In a recent post I pitted listedwise deletion against Full Information Maximum Likelihood (FIML) to see which outperformed which in an instrumental variables analysis (listwise deletion won). However, a big caveat of that analysis was that I didn’t use FIML to generate predicted values of x because lavaan can’t produce predicted values with incomplete data. So, this post is the same analysis, but with multiple imputation instead of FIML so that we can generated predicted values of x with the incomplete data. Analysis below:

{% raw %}

library(ggplot2)
library(lavaan)
library(plyr)
library(mice)

true_est <- NULL
mi_est <- NULL
miss_est <- NULL


set.seed(35)


#generate the instrument

i <- rnorm(2000, sd = 1)

# generate the covariate 

c <- rnorm(2000, sd = 1)

# generate x. it has a moderate relation with c and i

x <- 0 + .3 * c + .3 * i + rnorm(2000, sd = .5) 

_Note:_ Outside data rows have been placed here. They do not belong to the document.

PR #5485, opened 2025-11-18
Add runtime libraries compatibility check for Compose projects

terrakok:
Add runtime libraries compatibility check for Compose projects

Fixes [CMP-9288](https://youtrack.jetbrains.com/issue/CMP-9288) Check compose libraries compatibility

image

To disable the check there is a new gradle property: `org.jetbrains.compose.library.compatibility.check.disable`

## Testing
- Added integration tests to verify version mismatches and override behavior.

### Features - Gradle Plugin
- Add a compatibility check for runtime libraries to ensure consistency with the expected Compose version.

PR #5541, opened 2026-02-20
Add runtime libraries compatibility check for skiko

MatkovIvan:
[CMP-9799](https://youtrack.jetbrains.com/issue/CMP-9799) Check skiko library compatibility
Addition to #5485

### Features - Gradle Plugin
- Add a compatibility check for skiko libraries to ensure consistency

### DIFF
--- a/gradle-plugins/compose/src/main/kotlin/org/jetbrains/compose/RuntimeLibrariesCompatibilityCheck.kt
+++ b/gradle-plugins/compose/src/main/kotlin/org/jetbrains/compose/RuntimeLibrariesCompatibilityCheck.kt
@@ -2,8 +2,15 @@ package org.jetbrains.compose
 
 import org.gradle.api.DefaultTask
 import org.gradle.api.Project
+import org.gradle.api.artifacts.ModuleVersionIdentifier
+import org.gradle.api.artifacts.component.ComponentIdentifier
+import org.gradle.api.artifacts.component.ComponentSelector
+import org.gradle.api.artifacts.component.ModuleComponentIdentifier
 import org.gradle.api.artifacts.component.ModuleComponentSelector
+import org.gradle.api.artifacts.component.ProjectComponentIdentifier
+import org.gradle.api.artifacts.component.ProjectComponentSelector
 import org.gradle.api.artifacts.result.ResolvedDependencyResult
+import org.gradle.api.artifacts.result.ResolvedComponentResult
 import org.gradle.api.provider.Property
 import org.gradle.api.provider.ProviderFactory
 import org.gradle.api.provider.SetProperty
@@ -72,7 +79,7 @@ internal abstract class RuntimeLibrariesCompatibilityCheck : DefaultTask() {
             "org.jetbrains.compose.foundation:foundation",
             "org.jetbrains.compose.ui:ui"
         )
-        const val skikoGroup = "org.jetbrains.skiko"
+        val skikoLibraryForCheck = "org.jetbrains.skiko:skiko"
 
         private val majorMinorRegex = """^(\d+)\.(\d+)""".toRegex()
         fun majorMinorVersion(version: String): String {
@@ -81,13 +88,6 @@ internal abstract class RuntimeLibrariesCompatibilityCheck : DefaultTask() {
             val minor = match.groupValues[2]
             return "$major.$minor"
         }
-
-        fun hasIncompatibleVersions(usages: List<DependencyUsage>): Boolean =
-            usages
-                .flatMap { usage -> listOfNotNull(usage.requestedVersion, usage.selectedVersion) }
-                .map(::majorMinorVersion)
-                .distinct()
-                .size > 1
     }
 
     @get:Inject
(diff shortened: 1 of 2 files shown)


gradle-plugins/compose/src/test/kotlin/org/jetbrains/compose/test/tests/unit/SkikoRuntimeLibrariesCompatibilityCheckTest.kt
```diff
@@ -0,0 +1,35 @@
+package org.jetbrains.compose.test.tests.unit
+
+import org.jetbrains.compose.RuntimeLibrariesCompatibilityCheck
+import org.jetbrains.compose.RuntimeLibrariesCompatibilityCheck.Companion.skikoLibraryForCheck
+import org.jetbrains.compose.RuntimeLibrariesCompatibilityCheck.ProblemLibrary
+import kotlin.test.Test
+import kotlin.test.assertFalse
+import kotlin.test.assertTrue
+
+class SkikoRuntimeLibrariesCompatibilityCheckTest {
```
igordmn: We need to add a test for the case:
1. a project depends on current Compose UI version
2. a project depends on some old third-party library that depends on an old Compose

We have different Skiko here, but transitively via different Compose versions, which should be resolved into single current Skiko version.

We shouldn't print a warning in this case, as it is a valid case.

gradle-plugins/compose/src/test/kotlin/org/jetbrains/compose/test/tests/unit/SkikoRuntimeLibrariesCompatibilityCheckTest.kt
```diff
@@ -0,0 +1,35 @@
...
+    @Test
+    fun patchVersionDifferencesAreIgnored() {
```
igordmn: These tests doesn't look helpful enough, they just check a small List check function, which probably doesn't contain bugs, but doesn't check the retrieving libraries logic, which could contain bugs.

We need to add tests on the project level.

igordmn: After we do that, we need to be sure that we test this case:
1. a project depends on current Compose UI version
2. a project depends on some old third-party library that depends on an old Compose

We have different Skiko here, but transitively via different Compose versions, which should be resolved into single current Skiko version.

We shouldn't print a warning in this case, as it is a valid case.

MatkovIvan: I guess it should work, but need to re-check, right

MatkovIvan: They already triggered locally that `Version` class cannot be re-used here because it doesn't support 4 numbers 😅 

For project level I also add a simple test (not full suite)

MatkovIvan: Done

MatkovIvan: Done

gradle-plugins/compose/src/main/kotlin/org/jetbrains/compose/RuntimeLibrariesCompatibilityCheck.kt
```diff
@@ -92,47 +114,106 @@ internal abstract class RuntimeLibrariesCompatibilityCheck : DefaultTask() {
...
+                    projectPath.get(),
+                    configurationName.get(),
+                    composeProblems,
+                    expectedRuntimeVersion
+                )
+            )
         }
 
-        if (problems.isNotEmpty()) {
+        val dependencyUsages = allDependencies.get().mapNotNull { dep ->
```
igordmn:
```suggestion
        val skikoDependencyUsages = allDependencies.get().mapNotNull { dep ->
```

gradle-plugins/compose/src/main/kotlin/org/jetbrains/compose/RuntimeLibrariesCompatibilityCheck.kt
```diff
@@ -92,47 +114,106 @@ internal abstract class RuntimeLibrariesCompatibilityCheck : DefaultTask() {
...
+                val requested = usage.requestedName?.let { "$it:${usage.requestedVersion}" } ?: "<unknown>"
+                val selected = usage.selectedName?.let { "$it:${usage.selectedVersion}" } ?: "<unknown>"
+                appendLine("    requested: '$requested'")
+                appendLine("    selected:  '$selected'")
+                appendLine()
+            }
+        appendNoteAboutDependencyMismatch(projectName, configurationName)
+        appendLine()
+        appendLine("Note: Skiko is considered implementation detail in Compose Multiplatform and might be incompatible across versions.")
+        appendLine("Please align Skiko dependencies to the same version. If possible, avoid direct skiko references and use Compose APIs instead.")
```
igordmn:
```suggestion
        appendLine("Please align Skiko dependencies to the same version. If possible, avoid direct skiko references and use Compose APIs instead.")
        appendLine("If the different version is used by a third-party library, ask the library author to update it using the latest Compose.")
```

Can we also write dependencies that use a wrong Skiko? Or at least a command that can show that?

Otherwise in most cases, in is not informative for app developers.

MatkovIvan: We're writing detailed instruction about how to find it via `dependencies` gradle task

igordmn: I see `appendNoteAboutDependencyMismatch`, indeed.

igordmn (approved):

gradle-plugins/compose/src/main/kotlin/org/jetbrains/compose/RuntimeLibrariesCompatibilityCheck.kt
MatkovIvan: Refactored this part, so this comment is outdated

# generate y. it has a moderate relation with c and x.

y <- 0 + .3 * c + .3 * x + rnorm(2000, sd = .5)

# create the data frame

dat <- data.frame(i, x, c, y)

# now get the predicted values of x, controlling for c

pred <- predict(lm(x ~ i + c, data = dat))

dat$pred <- pred

# and predict y from the predicted values of x, controlling for c

mod.iv <- lm(y ~ pred + c, data = dat)

# store the true estimate

true_est <- c(true_est, coef(mod.iv)['pred'])

# now remove values

dat <- dat[,names(dat) != 'pred']

for (j in 5:1995)
{
  
  dat_miss <- dat
  
  dat_miss[sample(nrow(dat), j),][,c('c')] <- NA
  
  # predict x from i, controlling for c
  
  pred <- predict(lm(x ~ i + c, dat_missa = dat_miss))
  
  # get ready to merge the predicted values into the dat_missaset
  
  pred <- data.frame(names(pred), pred)
  
  names(pred) <- c('ID', 'pred')
  
  dat_miss$ID <- rownames(dat_miss)
  
  # merge the predicted values
  
  dat_miss <- join(dat_miss, pred, by='ID')
  
  # predict y from the predicted values, controlling for c. this will listwise delete cases with missing values
  
  mod.miss <- lm(y ~ pred + c, data = dat_miss)
  
  # store the estimate
  
  miss_est <- c(miss_est, coef(mod.miss)['pred'])
  
  # create an imputed dataset
  
  dat_miss.mi <- dat_miss[, ! names(dat_miss) %in% c('pred', 'ID')]

  # impute the dataset

  dat_miss.mi <- mice(dat_miss.mi)
  
  # make a completed dataset 
  
  dat_miss.mi <- complete(dat_miss.mi)

  # get predicted x values
  
  pred <- predict(lm(x ~ i + c, data = dat_miss.mi))
  
  dat$pred <- pred
  
  # and predict y from the predicted values of x, controlling for c
  
  mod.iv <- lm(y ~ pred + c, data = dat)
  
  # store the mi estimate
  
  mi_est <- c(mi_est, coef(mod.iv)['pred'])  

  
}


frame <- data.frame(miss_est, mi_est)

frame$true_est <- true_est

frame$dist_miss <- frame$true_est - frame$miss_est

frame$dist_mi <- frame$true_est - frame$mi_est

frame$x <- 5:1995

{% endraw %}

Now we can plot the distance from the true estimate for multiple imputation and listwise deletion. Listwise deletion is in red, and multiple imputation is in blue. The y axis is the distance from the true estimate, and the x axis is the number of missing data points.

With this one, we see that multiple imputation outperforms listwise deletion. So, the takeaway is that a procedure to handle missing data outperforms listwise deletion, but only if you use that procedure to get your predicted x values, in addition to predicting y.